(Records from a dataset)
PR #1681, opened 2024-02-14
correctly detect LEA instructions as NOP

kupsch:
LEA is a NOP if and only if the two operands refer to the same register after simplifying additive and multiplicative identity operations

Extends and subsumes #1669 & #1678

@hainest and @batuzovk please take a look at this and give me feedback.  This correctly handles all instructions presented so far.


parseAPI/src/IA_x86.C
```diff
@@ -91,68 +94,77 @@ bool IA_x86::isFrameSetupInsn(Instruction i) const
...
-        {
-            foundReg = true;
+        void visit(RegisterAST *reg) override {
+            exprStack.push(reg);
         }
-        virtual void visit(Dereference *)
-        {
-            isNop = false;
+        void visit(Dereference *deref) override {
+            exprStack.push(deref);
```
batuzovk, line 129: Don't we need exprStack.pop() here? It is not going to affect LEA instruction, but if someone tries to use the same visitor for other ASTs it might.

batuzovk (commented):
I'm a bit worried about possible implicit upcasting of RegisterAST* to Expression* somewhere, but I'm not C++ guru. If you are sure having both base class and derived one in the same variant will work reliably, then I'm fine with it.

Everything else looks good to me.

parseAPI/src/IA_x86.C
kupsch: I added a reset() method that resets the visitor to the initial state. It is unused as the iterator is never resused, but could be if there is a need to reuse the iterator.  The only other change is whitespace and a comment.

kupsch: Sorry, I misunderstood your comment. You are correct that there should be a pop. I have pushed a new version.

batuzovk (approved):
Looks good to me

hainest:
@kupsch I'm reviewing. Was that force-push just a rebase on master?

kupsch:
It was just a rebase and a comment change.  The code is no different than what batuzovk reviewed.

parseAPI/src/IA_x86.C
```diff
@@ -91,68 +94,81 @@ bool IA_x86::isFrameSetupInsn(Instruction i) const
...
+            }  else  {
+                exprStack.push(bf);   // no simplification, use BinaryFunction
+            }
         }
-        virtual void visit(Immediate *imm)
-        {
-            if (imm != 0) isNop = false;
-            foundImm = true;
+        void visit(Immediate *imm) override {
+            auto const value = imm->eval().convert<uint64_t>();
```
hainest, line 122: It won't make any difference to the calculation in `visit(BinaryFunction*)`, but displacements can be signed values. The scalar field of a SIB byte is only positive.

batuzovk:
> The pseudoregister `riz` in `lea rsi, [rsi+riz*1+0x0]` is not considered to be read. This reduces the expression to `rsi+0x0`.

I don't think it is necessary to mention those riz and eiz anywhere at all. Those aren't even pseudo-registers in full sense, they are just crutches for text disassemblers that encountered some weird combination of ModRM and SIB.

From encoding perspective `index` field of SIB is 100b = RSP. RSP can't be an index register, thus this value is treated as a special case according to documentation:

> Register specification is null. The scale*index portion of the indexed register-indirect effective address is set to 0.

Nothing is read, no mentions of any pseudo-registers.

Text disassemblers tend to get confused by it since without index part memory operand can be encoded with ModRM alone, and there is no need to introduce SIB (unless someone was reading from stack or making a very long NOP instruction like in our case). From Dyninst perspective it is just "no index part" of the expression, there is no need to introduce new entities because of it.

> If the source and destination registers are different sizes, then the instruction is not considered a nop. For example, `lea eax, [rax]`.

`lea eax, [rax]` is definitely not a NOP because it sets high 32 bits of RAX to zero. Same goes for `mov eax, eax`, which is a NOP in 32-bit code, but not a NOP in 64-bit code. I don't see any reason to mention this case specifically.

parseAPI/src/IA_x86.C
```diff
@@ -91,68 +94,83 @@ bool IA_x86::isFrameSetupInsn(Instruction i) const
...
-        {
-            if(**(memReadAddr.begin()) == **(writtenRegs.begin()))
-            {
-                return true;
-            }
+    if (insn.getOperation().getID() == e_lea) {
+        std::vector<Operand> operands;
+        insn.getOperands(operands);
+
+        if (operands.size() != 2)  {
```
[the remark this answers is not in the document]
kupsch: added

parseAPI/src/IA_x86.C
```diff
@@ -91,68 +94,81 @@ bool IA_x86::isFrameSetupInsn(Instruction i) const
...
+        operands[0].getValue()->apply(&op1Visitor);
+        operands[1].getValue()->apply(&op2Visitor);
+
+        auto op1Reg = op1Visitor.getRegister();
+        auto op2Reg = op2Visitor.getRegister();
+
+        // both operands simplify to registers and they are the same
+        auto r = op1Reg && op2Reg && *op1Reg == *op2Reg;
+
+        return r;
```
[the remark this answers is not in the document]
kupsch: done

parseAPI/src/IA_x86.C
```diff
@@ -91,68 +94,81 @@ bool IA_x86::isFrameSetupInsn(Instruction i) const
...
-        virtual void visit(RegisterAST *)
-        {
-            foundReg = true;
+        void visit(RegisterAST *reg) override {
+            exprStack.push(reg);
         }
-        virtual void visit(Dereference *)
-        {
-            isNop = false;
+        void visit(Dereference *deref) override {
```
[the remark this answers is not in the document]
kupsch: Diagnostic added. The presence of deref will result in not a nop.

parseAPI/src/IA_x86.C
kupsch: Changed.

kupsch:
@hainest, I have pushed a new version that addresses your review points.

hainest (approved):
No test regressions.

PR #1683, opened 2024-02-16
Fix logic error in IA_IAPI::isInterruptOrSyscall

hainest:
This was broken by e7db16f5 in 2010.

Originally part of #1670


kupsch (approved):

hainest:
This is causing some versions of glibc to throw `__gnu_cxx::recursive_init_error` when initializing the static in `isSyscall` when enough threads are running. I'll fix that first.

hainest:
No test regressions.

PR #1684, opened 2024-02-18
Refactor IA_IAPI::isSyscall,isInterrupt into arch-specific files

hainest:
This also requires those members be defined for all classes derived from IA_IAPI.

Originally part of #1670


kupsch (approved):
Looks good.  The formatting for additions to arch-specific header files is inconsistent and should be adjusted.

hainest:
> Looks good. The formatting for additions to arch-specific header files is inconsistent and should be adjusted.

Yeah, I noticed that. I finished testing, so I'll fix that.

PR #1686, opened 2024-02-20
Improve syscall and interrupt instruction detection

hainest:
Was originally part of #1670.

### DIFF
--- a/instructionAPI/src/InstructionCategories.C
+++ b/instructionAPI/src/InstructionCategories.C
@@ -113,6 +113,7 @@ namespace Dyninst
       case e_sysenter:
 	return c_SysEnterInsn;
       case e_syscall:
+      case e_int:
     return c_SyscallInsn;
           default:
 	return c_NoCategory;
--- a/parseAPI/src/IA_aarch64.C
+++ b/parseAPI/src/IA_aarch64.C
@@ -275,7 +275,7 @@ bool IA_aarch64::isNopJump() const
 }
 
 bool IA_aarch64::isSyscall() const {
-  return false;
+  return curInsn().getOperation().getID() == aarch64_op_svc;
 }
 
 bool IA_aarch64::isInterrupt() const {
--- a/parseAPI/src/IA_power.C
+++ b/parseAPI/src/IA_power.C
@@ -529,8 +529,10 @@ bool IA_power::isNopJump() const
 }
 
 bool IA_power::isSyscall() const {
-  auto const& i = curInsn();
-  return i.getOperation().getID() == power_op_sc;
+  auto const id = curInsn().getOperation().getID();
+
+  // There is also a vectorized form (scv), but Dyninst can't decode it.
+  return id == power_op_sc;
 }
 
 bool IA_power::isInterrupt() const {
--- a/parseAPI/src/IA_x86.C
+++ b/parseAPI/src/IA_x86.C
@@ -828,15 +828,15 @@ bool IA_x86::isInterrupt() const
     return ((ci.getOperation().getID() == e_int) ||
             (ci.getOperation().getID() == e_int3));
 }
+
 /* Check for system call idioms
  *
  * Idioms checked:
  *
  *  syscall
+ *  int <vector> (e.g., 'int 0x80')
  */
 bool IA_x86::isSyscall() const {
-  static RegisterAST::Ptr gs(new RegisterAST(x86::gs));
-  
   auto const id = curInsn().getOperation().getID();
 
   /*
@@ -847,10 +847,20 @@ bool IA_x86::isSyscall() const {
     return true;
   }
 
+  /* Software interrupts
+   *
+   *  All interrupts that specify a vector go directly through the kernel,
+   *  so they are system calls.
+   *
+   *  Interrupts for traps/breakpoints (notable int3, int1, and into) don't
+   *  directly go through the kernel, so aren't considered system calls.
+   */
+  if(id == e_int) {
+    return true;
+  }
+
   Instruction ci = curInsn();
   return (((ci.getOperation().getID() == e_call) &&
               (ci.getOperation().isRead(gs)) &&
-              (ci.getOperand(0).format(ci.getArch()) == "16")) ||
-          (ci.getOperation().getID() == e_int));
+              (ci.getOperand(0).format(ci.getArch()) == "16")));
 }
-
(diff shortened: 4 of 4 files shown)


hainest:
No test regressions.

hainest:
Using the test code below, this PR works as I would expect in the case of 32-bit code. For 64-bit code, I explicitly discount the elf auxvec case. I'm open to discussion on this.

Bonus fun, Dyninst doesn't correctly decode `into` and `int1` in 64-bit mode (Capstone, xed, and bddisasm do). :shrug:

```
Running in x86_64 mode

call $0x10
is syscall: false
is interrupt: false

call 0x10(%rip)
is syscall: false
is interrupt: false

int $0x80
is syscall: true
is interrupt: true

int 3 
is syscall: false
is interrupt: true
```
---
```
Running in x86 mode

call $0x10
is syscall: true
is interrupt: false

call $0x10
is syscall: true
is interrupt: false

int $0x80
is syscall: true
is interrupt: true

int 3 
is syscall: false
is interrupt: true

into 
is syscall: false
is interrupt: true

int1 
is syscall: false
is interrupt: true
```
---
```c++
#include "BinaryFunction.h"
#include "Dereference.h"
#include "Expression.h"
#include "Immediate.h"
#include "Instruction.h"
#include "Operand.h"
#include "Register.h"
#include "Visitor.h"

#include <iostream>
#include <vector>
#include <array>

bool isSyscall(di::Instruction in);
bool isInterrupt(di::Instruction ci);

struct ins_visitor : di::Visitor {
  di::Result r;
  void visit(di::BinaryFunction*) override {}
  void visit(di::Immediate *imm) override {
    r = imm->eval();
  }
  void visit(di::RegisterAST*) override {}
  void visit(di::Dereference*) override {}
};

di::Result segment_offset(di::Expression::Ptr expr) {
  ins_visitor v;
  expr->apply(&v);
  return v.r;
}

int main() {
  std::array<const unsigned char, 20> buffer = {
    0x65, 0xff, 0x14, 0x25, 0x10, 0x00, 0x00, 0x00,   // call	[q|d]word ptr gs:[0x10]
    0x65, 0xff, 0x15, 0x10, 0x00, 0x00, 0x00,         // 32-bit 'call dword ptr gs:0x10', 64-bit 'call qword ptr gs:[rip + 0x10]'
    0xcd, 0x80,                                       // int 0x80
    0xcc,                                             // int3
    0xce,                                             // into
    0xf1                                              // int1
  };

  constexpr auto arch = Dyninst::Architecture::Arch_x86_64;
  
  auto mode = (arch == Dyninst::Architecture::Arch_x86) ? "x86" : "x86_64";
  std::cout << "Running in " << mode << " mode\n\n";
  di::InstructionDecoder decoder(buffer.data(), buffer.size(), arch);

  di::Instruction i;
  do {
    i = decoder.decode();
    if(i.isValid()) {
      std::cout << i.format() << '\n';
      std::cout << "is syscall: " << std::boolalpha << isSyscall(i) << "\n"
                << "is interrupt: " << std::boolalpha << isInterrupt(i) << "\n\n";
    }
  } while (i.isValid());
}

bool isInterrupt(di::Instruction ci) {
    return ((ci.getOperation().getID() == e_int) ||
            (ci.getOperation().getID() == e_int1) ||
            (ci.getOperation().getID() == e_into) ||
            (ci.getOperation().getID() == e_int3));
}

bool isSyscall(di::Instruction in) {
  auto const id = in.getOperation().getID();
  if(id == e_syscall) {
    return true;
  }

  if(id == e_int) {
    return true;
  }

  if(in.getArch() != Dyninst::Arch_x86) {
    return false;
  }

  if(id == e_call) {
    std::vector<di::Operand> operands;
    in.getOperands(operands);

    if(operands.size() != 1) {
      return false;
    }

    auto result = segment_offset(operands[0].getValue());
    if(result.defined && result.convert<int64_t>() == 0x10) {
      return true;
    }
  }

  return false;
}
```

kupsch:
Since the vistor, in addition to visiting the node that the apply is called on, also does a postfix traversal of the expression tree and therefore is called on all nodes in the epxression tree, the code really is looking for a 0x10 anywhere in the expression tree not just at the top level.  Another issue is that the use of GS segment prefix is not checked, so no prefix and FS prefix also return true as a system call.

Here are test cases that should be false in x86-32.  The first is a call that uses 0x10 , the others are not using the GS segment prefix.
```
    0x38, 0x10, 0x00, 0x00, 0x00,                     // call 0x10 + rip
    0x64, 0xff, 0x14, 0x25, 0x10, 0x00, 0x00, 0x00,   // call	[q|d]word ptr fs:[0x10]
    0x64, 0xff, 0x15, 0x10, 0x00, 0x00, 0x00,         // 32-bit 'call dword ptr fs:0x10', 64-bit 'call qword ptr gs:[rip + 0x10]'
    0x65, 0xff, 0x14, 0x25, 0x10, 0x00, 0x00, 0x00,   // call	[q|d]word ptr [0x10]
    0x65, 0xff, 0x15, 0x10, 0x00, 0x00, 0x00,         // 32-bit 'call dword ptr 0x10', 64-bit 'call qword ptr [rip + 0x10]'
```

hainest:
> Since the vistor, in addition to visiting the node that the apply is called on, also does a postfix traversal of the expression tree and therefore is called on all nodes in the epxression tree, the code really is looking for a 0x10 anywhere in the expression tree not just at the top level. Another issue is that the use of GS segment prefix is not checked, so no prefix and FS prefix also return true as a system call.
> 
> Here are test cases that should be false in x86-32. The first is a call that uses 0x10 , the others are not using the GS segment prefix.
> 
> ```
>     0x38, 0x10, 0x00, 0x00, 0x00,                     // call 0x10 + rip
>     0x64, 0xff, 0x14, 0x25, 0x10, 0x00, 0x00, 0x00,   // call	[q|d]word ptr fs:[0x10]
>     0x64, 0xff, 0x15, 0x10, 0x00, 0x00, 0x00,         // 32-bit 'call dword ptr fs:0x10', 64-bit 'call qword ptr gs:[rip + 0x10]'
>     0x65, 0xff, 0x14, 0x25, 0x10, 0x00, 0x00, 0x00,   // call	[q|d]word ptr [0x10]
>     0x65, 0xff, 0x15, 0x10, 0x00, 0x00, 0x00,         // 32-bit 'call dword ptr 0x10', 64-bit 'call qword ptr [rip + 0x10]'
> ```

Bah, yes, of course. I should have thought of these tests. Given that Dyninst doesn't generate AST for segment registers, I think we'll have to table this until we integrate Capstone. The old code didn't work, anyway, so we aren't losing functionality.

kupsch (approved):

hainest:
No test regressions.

Task to carry out ▸ From the records, work out how many lines include "override" and respond with the number only.

Task output ▸ 9